Exercise aim:
Of the entries below, return only those lines from the line with "Add hostname support to snowflake" to the line with "1. Have a snowflake", exactly, both included.

Records from a data source:
--- --- ---
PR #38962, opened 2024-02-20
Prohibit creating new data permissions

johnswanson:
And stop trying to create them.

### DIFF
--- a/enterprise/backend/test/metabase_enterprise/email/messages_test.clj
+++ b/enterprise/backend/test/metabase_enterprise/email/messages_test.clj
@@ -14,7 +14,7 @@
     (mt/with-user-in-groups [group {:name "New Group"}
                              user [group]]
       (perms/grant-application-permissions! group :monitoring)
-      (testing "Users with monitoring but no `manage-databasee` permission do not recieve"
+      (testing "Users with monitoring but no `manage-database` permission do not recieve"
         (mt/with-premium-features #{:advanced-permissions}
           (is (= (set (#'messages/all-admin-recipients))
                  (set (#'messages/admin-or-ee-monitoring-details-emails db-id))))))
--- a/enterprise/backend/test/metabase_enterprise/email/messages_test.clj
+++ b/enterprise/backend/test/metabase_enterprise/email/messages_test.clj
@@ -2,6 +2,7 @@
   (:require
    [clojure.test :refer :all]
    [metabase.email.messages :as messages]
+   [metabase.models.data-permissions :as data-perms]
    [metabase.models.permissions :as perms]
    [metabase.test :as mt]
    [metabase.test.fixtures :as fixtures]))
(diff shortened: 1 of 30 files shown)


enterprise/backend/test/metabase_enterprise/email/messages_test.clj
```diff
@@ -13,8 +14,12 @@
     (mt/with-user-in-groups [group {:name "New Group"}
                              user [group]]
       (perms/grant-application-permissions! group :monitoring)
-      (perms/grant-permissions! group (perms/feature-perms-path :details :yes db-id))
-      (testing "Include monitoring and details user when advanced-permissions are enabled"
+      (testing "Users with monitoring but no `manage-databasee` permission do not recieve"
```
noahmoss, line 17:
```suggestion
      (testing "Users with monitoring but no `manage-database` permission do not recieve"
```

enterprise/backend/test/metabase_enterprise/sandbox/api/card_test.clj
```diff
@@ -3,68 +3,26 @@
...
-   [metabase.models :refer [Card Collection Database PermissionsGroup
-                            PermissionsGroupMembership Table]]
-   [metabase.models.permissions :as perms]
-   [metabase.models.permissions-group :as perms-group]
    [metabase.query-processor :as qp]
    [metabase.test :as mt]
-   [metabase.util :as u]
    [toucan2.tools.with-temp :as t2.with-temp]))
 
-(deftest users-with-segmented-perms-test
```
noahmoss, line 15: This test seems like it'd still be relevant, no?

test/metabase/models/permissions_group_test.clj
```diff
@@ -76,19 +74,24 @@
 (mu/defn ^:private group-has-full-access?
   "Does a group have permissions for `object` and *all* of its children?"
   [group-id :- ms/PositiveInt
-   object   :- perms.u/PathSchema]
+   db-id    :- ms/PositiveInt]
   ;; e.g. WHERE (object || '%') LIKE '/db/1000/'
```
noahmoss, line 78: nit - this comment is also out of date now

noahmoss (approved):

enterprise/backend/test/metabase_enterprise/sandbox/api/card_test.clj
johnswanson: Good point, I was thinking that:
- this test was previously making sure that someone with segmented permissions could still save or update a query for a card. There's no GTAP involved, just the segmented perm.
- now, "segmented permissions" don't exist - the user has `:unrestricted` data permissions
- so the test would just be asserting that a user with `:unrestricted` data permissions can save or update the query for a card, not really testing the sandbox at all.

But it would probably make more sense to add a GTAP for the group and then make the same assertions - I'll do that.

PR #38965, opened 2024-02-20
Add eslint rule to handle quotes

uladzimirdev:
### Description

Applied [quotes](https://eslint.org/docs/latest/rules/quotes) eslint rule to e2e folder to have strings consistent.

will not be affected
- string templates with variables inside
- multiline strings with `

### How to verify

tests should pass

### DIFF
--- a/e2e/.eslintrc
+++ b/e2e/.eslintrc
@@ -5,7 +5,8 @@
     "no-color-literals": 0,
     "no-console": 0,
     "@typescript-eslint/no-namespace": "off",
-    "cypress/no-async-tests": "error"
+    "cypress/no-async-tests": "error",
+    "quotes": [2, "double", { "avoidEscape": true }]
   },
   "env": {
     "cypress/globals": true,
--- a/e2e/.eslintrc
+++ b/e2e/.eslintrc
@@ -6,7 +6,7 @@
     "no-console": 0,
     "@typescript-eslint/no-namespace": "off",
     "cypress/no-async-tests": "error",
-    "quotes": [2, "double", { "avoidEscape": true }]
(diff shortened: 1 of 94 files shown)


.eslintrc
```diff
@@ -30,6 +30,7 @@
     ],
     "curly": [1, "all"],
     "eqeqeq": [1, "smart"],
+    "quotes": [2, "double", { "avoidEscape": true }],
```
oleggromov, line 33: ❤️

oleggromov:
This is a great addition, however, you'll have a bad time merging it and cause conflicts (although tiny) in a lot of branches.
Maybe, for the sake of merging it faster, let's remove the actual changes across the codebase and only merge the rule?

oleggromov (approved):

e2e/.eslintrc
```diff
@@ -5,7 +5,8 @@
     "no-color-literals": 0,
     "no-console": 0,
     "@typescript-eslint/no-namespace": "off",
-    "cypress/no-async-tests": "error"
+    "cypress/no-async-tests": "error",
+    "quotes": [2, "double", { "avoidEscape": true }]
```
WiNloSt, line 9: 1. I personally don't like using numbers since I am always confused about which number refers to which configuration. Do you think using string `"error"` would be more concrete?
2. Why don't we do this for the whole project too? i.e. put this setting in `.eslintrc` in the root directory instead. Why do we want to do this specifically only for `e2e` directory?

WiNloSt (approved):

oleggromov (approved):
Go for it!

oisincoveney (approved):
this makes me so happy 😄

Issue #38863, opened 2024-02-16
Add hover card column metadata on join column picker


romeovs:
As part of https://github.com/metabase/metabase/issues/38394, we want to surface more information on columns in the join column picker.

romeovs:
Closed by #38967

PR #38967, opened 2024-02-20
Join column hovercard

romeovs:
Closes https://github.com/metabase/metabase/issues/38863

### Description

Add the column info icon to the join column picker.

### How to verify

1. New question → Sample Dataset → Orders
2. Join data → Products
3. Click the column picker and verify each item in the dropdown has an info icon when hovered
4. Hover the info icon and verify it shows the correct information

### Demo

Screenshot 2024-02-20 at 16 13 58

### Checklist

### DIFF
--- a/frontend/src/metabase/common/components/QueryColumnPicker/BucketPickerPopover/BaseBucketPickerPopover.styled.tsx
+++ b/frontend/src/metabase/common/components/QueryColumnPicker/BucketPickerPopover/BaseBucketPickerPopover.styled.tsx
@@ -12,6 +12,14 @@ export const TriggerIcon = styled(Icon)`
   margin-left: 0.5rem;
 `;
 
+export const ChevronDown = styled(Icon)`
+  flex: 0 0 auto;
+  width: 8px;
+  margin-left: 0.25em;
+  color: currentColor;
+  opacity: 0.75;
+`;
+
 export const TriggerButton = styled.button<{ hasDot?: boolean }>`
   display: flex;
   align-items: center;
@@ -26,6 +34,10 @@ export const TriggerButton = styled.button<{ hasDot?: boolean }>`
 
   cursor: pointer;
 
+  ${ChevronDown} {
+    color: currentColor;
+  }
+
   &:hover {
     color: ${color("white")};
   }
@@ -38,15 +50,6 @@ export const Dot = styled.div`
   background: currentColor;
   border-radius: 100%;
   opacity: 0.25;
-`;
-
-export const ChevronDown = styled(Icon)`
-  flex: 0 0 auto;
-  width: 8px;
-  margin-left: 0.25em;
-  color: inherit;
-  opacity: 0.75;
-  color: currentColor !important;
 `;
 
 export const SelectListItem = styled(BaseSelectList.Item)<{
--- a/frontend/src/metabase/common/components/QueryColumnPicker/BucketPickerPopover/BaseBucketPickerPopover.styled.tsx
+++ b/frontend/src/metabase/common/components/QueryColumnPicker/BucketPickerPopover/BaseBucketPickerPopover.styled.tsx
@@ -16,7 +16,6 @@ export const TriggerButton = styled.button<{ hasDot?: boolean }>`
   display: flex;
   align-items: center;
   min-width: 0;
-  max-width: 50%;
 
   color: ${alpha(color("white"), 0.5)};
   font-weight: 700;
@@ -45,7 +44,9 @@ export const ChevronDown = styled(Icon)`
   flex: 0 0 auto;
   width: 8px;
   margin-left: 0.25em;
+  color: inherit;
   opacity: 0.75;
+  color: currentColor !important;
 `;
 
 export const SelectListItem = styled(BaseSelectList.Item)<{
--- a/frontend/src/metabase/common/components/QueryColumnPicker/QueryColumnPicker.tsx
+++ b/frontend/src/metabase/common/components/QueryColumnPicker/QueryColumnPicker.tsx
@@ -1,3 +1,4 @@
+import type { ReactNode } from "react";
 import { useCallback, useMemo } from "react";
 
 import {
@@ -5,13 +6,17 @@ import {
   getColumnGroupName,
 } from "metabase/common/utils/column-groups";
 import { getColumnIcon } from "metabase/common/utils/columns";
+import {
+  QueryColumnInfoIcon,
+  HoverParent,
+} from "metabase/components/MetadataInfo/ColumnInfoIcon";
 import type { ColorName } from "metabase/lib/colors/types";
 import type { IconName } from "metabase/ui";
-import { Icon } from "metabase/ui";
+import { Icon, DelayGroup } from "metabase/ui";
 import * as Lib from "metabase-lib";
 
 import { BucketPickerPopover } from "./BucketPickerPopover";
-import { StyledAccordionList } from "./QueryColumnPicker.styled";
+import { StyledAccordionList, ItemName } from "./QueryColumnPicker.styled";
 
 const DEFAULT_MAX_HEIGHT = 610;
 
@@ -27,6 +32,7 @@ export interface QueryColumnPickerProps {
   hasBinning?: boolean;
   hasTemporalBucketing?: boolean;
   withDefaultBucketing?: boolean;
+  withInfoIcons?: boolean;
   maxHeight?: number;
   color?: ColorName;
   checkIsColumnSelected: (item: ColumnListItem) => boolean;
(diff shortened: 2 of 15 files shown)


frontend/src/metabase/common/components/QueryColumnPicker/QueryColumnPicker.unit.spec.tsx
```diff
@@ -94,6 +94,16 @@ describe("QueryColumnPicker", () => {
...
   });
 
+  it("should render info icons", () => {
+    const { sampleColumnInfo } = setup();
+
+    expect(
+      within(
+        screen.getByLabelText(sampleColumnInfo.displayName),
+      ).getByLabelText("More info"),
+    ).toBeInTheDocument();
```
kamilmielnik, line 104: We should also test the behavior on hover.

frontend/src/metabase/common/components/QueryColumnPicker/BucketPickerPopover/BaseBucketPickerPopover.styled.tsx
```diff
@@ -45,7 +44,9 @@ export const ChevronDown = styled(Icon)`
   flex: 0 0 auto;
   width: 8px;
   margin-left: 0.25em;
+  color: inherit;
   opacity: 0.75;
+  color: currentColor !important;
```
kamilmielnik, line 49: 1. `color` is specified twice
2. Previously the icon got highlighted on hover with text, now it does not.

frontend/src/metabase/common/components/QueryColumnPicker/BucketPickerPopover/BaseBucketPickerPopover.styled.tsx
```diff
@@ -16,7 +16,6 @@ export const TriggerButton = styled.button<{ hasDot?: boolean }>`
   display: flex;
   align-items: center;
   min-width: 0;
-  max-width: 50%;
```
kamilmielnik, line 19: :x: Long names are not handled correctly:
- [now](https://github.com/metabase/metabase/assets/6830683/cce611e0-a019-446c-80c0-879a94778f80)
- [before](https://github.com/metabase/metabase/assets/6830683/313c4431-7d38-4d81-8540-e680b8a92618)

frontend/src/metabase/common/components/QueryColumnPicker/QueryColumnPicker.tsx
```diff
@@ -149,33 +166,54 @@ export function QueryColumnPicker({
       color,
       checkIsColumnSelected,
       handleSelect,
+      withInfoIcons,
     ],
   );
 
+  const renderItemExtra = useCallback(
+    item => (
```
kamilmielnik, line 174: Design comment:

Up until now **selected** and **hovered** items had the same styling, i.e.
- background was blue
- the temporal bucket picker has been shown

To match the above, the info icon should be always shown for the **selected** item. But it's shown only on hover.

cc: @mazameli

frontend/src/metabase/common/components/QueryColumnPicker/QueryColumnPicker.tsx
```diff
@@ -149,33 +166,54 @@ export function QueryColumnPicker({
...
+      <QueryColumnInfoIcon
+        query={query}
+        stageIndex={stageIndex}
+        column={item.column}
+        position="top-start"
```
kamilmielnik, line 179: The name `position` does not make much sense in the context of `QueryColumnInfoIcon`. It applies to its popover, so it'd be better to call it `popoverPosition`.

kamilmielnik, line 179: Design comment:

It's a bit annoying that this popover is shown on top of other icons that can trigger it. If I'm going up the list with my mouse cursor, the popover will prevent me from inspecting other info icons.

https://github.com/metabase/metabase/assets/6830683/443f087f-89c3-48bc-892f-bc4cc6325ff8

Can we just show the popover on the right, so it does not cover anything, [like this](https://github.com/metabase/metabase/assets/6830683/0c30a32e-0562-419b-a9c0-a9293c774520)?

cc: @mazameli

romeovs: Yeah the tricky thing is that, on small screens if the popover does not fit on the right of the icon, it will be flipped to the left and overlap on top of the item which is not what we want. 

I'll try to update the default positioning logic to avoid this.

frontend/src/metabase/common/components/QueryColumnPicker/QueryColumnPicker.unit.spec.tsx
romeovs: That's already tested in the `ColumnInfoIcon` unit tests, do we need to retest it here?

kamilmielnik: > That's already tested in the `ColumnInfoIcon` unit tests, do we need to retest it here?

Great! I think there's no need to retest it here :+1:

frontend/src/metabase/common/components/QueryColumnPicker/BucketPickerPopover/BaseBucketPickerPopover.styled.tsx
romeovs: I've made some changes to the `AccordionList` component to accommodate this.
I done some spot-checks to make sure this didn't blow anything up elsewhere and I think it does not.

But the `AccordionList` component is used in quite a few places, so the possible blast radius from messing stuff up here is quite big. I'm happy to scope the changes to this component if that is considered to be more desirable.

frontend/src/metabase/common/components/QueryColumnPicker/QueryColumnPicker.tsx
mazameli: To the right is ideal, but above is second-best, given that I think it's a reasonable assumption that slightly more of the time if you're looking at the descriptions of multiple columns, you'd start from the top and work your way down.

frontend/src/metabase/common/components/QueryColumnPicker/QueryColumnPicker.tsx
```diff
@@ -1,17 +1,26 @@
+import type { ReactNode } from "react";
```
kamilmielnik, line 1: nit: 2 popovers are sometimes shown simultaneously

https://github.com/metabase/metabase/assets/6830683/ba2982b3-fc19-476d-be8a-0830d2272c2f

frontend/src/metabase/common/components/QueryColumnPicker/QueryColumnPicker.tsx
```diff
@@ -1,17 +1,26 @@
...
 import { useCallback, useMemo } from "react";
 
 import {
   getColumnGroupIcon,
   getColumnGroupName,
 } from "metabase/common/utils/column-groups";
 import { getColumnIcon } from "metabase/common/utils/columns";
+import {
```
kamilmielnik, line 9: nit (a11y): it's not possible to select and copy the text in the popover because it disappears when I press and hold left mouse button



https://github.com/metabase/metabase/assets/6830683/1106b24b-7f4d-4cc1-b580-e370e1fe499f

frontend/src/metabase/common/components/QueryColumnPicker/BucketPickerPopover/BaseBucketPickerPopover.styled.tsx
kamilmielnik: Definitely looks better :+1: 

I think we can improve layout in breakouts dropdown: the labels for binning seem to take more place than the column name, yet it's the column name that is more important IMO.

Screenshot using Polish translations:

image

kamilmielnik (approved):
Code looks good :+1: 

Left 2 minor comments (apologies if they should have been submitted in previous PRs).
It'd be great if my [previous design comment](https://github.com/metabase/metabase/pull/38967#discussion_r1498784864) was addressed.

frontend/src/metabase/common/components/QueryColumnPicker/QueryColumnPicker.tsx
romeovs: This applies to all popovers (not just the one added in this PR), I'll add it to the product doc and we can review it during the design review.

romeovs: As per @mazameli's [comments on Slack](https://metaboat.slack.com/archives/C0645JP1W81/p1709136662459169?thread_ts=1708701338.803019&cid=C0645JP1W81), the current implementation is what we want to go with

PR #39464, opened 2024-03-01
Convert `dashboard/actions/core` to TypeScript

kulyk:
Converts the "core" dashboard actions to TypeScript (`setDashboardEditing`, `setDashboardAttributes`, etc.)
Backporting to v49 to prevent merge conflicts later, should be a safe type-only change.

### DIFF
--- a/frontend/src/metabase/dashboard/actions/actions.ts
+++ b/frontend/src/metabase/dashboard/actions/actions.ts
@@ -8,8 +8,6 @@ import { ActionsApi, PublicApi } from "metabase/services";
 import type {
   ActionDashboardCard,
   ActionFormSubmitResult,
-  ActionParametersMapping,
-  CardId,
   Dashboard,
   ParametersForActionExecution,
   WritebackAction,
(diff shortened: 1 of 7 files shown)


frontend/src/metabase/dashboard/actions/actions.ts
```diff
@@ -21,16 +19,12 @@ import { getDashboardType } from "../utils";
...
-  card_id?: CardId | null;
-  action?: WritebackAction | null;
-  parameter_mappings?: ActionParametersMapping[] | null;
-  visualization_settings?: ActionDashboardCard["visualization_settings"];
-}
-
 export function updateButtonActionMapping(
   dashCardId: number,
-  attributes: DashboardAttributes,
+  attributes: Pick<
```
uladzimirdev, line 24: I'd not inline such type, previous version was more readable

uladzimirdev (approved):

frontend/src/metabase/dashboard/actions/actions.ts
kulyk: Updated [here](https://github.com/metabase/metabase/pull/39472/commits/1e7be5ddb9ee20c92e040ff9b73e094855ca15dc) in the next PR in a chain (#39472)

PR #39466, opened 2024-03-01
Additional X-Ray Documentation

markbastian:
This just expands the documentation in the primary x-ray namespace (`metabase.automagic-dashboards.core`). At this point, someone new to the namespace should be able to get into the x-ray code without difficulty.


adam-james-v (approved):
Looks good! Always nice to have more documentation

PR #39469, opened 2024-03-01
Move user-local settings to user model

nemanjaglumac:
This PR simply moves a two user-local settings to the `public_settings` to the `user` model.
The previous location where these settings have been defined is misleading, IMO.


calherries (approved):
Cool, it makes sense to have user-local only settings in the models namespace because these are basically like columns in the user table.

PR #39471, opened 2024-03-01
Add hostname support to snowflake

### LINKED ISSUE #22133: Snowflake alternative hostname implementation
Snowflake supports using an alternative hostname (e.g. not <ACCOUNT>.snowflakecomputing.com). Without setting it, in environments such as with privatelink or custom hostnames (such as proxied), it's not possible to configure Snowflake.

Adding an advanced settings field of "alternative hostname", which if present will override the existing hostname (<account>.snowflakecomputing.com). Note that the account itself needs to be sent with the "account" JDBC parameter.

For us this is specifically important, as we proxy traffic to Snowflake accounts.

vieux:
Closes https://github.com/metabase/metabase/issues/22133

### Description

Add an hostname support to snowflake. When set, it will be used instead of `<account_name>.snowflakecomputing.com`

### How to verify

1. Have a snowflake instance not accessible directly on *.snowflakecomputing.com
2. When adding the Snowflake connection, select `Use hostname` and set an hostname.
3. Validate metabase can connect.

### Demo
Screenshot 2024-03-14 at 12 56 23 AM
--- --- ---
Task solution:
Add hostname support to snowflake

### LINKED ISSUE #22133: Snowflake alternative hostname implementation
Snowflake supports using an alternative hostname (e.g. not <ACCOUNT>.snowflakecomputing.com). Without setting it, in environments such as with privatelink or custom hostnames (such as proxied), it's not possible to configure Snowflake.

Adding an advanced settings field of "alternative hostname", which if present will override the existing hostname (<account>.snowflakecomputing.com). Note that the account itself needs to be sent with the "account" JDBC parameter.

For us this is specifically important, as we proxy traffic to Snowflake accounts.

vieux:
Closes https://github.com/metabase/metabase/issues/22133

### Description

Add an hostname support to snowflake. When set, it will be used instead of `<account_name>.snowflakecomputing.com`

### How to verify

1. Have a snowflake instance not accessible directly on *.snowflakecomputing.com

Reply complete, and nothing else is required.